_WORK TO COMPLETE_
Find the line holding "PR #6744, opened 2026-07-29" in the entries below. Give it again exactly, along with every line after it up to and including the line holding "- render validated".

Collected data entries
..........
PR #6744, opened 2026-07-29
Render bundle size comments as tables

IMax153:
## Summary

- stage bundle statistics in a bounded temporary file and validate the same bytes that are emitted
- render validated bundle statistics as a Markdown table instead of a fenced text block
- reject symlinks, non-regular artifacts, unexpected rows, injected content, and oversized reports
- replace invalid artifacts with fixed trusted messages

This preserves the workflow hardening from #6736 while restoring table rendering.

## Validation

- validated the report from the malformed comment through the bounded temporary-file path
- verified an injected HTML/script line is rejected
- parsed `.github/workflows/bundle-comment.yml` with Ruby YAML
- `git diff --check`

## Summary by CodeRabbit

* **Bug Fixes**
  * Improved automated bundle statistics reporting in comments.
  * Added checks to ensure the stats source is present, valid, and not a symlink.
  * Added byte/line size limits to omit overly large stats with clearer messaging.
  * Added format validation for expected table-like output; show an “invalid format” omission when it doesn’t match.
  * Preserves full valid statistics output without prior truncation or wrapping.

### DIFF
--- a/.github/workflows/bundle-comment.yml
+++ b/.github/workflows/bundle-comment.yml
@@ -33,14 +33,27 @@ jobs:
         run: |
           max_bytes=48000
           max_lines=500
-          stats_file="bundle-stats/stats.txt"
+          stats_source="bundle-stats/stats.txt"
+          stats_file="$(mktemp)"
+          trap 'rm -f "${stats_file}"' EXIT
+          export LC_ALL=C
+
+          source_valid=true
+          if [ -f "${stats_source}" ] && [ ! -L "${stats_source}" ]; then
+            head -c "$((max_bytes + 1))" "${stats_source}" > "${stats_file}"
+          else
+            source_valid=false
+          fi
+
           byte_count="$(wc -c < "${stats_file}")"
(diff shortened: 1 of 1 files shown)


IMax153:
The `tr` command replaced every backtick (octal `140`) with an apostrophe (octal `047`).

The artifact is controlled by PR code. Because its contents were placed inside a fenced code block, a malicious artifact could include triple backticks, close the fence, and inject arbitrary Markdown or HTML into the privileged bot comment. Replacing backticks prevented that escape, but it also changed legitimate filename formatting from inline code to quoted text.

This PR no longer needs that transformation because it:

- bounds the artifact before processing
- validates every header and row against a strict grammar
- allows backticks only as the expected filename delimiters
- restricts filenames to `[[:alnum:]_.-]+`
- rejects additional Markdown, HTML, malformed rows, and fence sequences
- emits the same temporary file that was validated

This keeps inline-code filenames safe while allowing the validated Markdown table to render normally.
..........
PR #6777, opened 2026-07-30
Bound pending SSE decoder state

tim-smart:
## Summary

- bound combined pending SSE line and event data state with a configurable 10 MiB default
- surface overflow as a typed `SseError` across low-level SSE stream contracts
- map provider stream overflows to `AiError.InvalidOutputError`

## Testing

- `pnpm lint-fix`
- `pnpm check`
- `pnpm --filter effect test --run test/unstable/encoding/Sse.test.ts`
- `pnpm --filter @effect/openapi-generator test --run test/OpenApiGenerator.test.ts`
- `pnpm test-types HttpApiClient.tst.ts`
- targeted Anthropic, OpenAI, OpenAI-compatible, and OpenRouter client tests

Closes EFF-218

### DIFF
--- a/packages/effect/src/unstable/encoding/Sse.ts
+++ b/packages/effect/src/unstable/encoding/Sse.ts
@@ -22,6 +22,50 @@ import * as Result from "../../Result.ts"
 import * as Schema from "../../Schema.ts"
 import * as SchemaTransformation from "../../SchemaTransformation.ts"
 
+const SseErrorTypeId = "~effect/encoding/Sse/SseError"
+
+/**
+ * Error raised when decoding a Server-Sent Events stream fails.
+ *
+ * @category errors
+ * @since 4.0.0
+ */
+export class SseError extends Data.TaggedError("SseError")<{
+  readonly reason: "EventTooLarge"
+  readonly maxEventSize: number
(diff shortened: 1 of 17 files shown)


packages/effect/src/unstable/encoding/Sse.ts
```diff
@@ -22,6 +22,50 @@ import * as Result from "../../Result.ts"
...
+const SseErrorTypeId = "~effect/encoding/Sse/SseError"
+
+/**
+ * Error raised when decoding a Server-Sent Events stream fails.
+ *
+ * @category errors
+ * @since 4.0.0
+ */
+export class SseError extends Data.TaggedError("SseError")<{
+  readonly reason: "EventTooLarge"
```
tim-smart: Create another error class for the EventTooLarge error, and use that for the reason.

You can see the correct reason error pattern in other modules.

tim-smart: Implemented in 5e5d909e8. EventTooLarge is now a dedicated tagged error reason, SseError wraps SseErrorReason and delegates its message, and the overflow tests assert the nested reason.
..........
_EXERCISE OUTPUT_
PR #6744, opened 2026-07-29
Render bundle size comments as tables

IMax153:
## Summary

- stage bundle statistics in a bounded temporary file and validate the same bytes that are emitted
- render validated bundle statistics as a Markdown table instead of a fenced text block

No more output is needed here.